◆ **Collected data**
[Start of section]

PR #158, opened 2018-08-24
[FIX] Refine isContract call to support Present design

### LINKED ISSUE #117: Ganache shouldn't assume that every transaction with data is a contract call

adibas03:
Fixes #117 
@bernardpeh created #119 which completely removes the contract call check, which was closed as tests were not passing.
This handles the possible scenarios under which it is a contract call and only checks for for code presence if it should already exist.

### DIFF
--- a/lib/statemanager.js
+++ b/lib/statemanager.js
@@ -883,15 +883,20 @@ StateManager.prototype.createFakeTransactionWithCorrectNonce = function(rawTx, f
 
     // If we're calling a contract, check to make sure the address specified is a contract address
     if (_transactionIsContractCall(rawTx)) {
-      self.getCode(to.hex(rawTx.to), 'latest', function(err, code) {
-        if (err) {
-          callback(err);
-        } else if (code === '0x0') {
-          callback(new TXRejectedError(`Attempting to run transaction which calls a contract function, but recipient address ${to.hex(rawTx.to)} is not a contract address`))
-        } else {
-          callback(null, tx)
-        }
-      });
+      // Contract just being deployed, code yet to exist at adress
+      if (!rawTx.to || rawTx.to === '0x0' || rawTx.to === '0x' || rawTx.to === '0') {
+        callback(null, tx)
+      } else {
+        self.getCode(to.hex(rawTx.to), 'latest', function(err, code) {
+          if (err) {
+            callback(err);
+          } else if (code === '0x0') {
+            callback(new TXRejectedError(`Attempting to run transaction which calls a contract function, but recipient address ${to.hex(rawTx.to)} is not a contract address`))
+          } else {
+            callback(null, tx)
+          }
+        });
+      }
     } else {
       callback(null, tx)
     }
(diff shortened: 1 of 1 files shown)


adibas03:
@benjamincburns I don't know if this would be a preferred solution or just completely removing as in #119   would be preferred.

benjamincburns:
Thanks for the contribution, @adibas03! I think the right way to fix this is to remove the check, as in #119. My desire in adding the check in the first place was to give people feedback during development when they sent would-be contract call transactions to simple (non-contract) addresses. It seems that this check has caused more pain than it has alleviated, however.

lib/statemanager.js
```diff
@@ -883,15 +883,20 @@ StateManager.prototype.createFakeTransactionWithCorrectNonce = function(rawTx, f
...
-        if (err) {
-          callback(err);
-        } else if (code === '0x0') {
-          callback(new TXRejectedError(`Attempting to run transaction which calls a contract function, but recipient address ${to.hex(rawTx.to)} is not a contract address`))
-        } else {
-          callback(null, tx)
-        }
-      });
+      // Contract just being deployed, code yet to exist at adress
+      if (!rawTx.to || rawTx.to === '0x0' || rawTx.to === '0x' || rawTx.to === '0') {
```
benjamincburns: FWIW, I think contract deployment only happens when the `to` field is completely missing. It's completely valid to send a transaction with data to address zero.

benjamincburns: That said, `to` is a DATA field (per the [RPC wiki](https://github.com/ethereum/wiki/wiki/JSON-RPC#eth_sendtransaction)), so the zero-length value of `0x` should probably also be considered a contract deployment.

benjamincburns:
@adibas03 I'm going to close this one for now but I strongly encourage you to submit a new PR that picks up where #119 left off.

[End of section]

◆ **EXERCISE INSTRUCTIONS**
Begin at the first line of the records above and quote every line verbatim through the one that contains "were not passing.".

◆ **YOUR RESPONSE**
PR #158, opened 2018-08-24
[FIX] Refine isContract call to support Present design

### LINKED ISSUE #117: Ganache shouldn't assume that every transaction with data is a contract call

adibas03:
Fixes #117 
@bernardpeh created #119 which completely removes the contract call check, which was closed as tests were not passing.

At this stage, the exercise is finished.